Antonio Peña y Goñi (1846 - 1896)
Desde que empecé con la aventura de este blog tenía la idea de reflejar aquí lo sucedido en la despedida de Rafael Molina, Lagartijo, nada menos que después de actuar en Madrid 412 tardes (frente a las 354 de su gran adversario en los ruedos, Frascuelo). Similar a lo que pasó con Gallito, la última comparecencia de Lagartijo en Madrid acabó en bronca, en vilipendio y en cuasi agresión contra el espada. Hay que hacer un gran esfuerzo por conocer los aspectos históricos y sociales de aquella época, la fiesta de toros en Madrid y su idiosincrasia, y todavía será de gran complejidad comprender lo sucedido en el adiós del espada cordobés de una afición que lo había querido más que a nadie -al menos tanto como a Frascuelo- y que lo había visto más que a nadie.

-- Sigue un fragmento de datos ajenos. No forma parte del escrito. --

PR #3286, opened 2021-05-15
Fix shield ApplyDamage() function for ACU overcharge

Uveso:
Function was checking for EntityId not UnitId.
This caused an error in executing instigator:GetWeaponByLabel()
while checking shields for a overcharge weapon.

This happens when UnitId is false and EntityId is true.
In this case we got overspill damage from a shield unit near the ACU that was impacted
by the splat damage of an ACU overcharge weapon.

### DIFF
--- a/lua/shield.lua
+++ b/lua/shield.lua
@@ -178,7 +178,8 @@ Shield = Class(moho.shield_methods, Entity) {
     end,
 
     ApplyDamage = function(self, instigator, amount, vector, dmgType, doOverspill)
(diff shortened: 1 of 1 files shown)


Petricpwnz:
Is this related to https://github.com/FAForever/fa/issues/3287? Can reproduce the error but can't reproduce the crash. Need to know if we need a hotfix and if it's related at all.

Uveso:
@Petricpwnz 
This error here causes only a LUA "NIL" error while trying to execute a non existent LUA function.
Its not crashing the game.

Dejo a continuación las impresiones de un frascuelista declarado como era Antonio Peña y Goñi, recogidas en la biografía sobre el Guerra. La pluma altisonante y metafórica del escritor donostiarra, propia de la época, nos transporta a aquel jueves, primero de junio de 1893, así como los aspectos más relevantes que rodearon a tamaño acontecimiento. Queda pendiente, para otra ocasión, aportar la opinión de alguno de los lagartijistas más eminentes, verbigracia, Mariano de Cavia o Luis Carmena y Millán, y así contrastar las opiniones de cada bando.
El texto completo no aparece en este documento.